### [Required work]
When you come to the line with "That said, I", begin repeating; continue exactly through the final line of the records and include nothing from before.

[Dataset excerpts]
PR #47751, opened 2026-01-27
editor: Add support for no auto-indent on enter

oliverbarnes:
Closes #47550

Changes the `auto_indent` setting from a boolean to an enum with three modes:

- **`syntax_aware`** (default): Adjusts indentation based on syntax context when typing (previous `true` behavior)
- **`preserve_indent`**: Preserves the current line's indentation on new lines, but doesn't adjust based on syntax
- **`none`**: No automatic indentation - new lines start at column 0 (previous `false` behavior)

This gives users more control over indentation behavior. Previously, setting `auto_indent: false` would still preserve indentation on new lines, which was unexpected.

Includes:
- Settings migration from boolean to enum values
- Settings UI dropdown renderer

Release Notes:

- Changed `auto_indent` setting from boolean to enum with `syntax_aware`, `preserve_indent`, and `none` options

Screenshot 2026-01-27 at 16 32 10


MrSubidubi (changes requested):
Thanks for this!

I see the use-case for this, however, this is the first complaint that we have had for this feature and I do not think this should be an on-off swich.

Can we instead refactor this setting to be an enum that holds these three variants, add/modify a settings migration for that and then go with that route?

crates/editor/src/editor.rs
```diff
@@ -5124,29 +5124,44 @@ impl Editor {
                                 extra_line_additional_indent,
                                 prevent_auto_indent,
                             } => {
+                                let auto_indent_mode =
+                                    buffer.language_settings_at(start, cx).auto_indent;
+                                let preserve_indent =
+                                    auto_indent_mode != language::AutoIndentMode::None;
+                                let use_autoindent =
+                                    auto_indent_mode == language::AutoIndentMode::Full;
```
MrSubidubi: Can you elaborate as to why this is needed here? At a glance, it seems to be unrelated.

crates/settings_content/src/language.rs
```diff
@@ -260,6 +260,32 @@ pub enum EditPredictionsMode {
...
+    JsonSchema,
+    MergeFrom,
+    strum::VariantArray,
+    strum::VariantNames,
+)]
+#[serde(rename_all = "snake_case")]
+pub enum AutoIndentMode {
+    /// Full auto-indent based on syntax context.
+    /// Adjusts indentation based on the code structure when typing.
+    Full,
```
MrSubidubi: Not too sure I like the naming here, what about `ContextAware` or something similar? I feel like `Full` does not immediately make you understand as to what actually happens here

MrSubidubi (changes requested):
Two minor questions, otherwise looks good!

crates/settings_content/src/language.rs
oliverbarnes: Hmm, agree - ended up going with SyntaxAware, to be more specific - wdyt?

crates/editor/src/editor.rs
oliverbarnes: Yeah, this is a little confusing, isn't it 😅 I now renamed `use_autoindent` to `apply_syntax_indent` as part of the refactor, so that:

```
let (edit_start, new_text, prevent_auto_indent) = match &newline_config {
...
        (start, new_text, *prevent_auto_indent || !apply_syntax_indent)
```

As far as I could tell, we need this to avoid adding the tree-sitter adjustment when on `preserve_indent` mode.

Does it make sense?

crates/settings_content/src/language.rs
MrSubidubi: Yup, that sounds good, thanks!

crates/editor/src/editor.rs
MrSubidubi: Well, but we did not need this previously, did we? This was more what my question was about.

That said, I think when I added this this guard here did not exist, so I think it should be fine to add (and be perhaps a bit more efficient). Just wanted to check because strictly speaking, this change is not related to the feature this PR wants to add, right?

oliverbarnes: Ok I see what you mean now. But we didn't need this because the preserve_indent scenario didn't exist yet, right? 

We only had the no-indent and syntax-indent scenarios. If I'm understanding correctly, of course - I might be missing something.

But if this is correct, then to introduce preserve-indent (which is dumber and only follows the previous line's indentation), we need this here to ensure it works?

I'm pushing a couple of tests to demonstrate.

oliverbarnes: (re-requested review just in case this fell-off the radar - no rush)

MrSubidubi (approved):
Sorry for the delay, was out sick. Looks good, thanks!

crates/editor/src/editor.rs
MrSubidubi: Strictly speaking, I'd argue we would not need this, as we do already also handle it downstream (e.g. the functionality to have no auto-indentation existed prior already). That's what I meant here. We could remove `use_autoindent` and everything would still be working here as expected. Decided to keep this around though, so all good.

injust:
> Not sure how this is a breaking change though?

Oh, I guess it isn't. But it's in that section at the bottom, anyway.

crates/editor/src/editor.rs
bbaseemfawzeelhware-dotcom: لن افهم أي شيء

### [Written response]
That said, I think when I added this this guard here did not exist, so I think it should be fine to add (and be perhaps a bit more efficient). Just wanted to check because strictly speaking, this change is not related to the feature this PR wants to add, right?

oliverbarnes: Ok I see what you mean now. But we didn't need this because the preserve_indent scenario didn't exist yet, right? 

We only had the no-indent and syntax-indent scenarios. If I'm understanding correctly, of course - I might be missing something.

But if this is correct, then to introduce preserve-indent (which is dumber and only follows the previous line's indentation), we need this here to ensure it works?

I'm pushing a couple of tests to demonstrate.

oliverbarnes: (re-requested review just in case this fell-off the radar - no rush)

MrSubidubi (approved):
Sorry for the delay, was out sick. Looks good, thanks!

crates/editor/src/editor.rs
MrSubidubi: Strictly speaking, I'd argue we would not need this, as we do already also handle it downstream (e.g. the functionality to have no auto-indentation existed prior already). That's what I meant here. We could remove `use_autoindent` and everything would still be working here as expected. Decided to keep this around though, so all good.

injust:
> Not sure how this is a breaking change though?

Oh, I guess it isn't. But it's in that section at the bottom, anyway.

crates/editor/src/editor.rs
bbaseemfawzeelhware-dotcom: لن افهم أي شيء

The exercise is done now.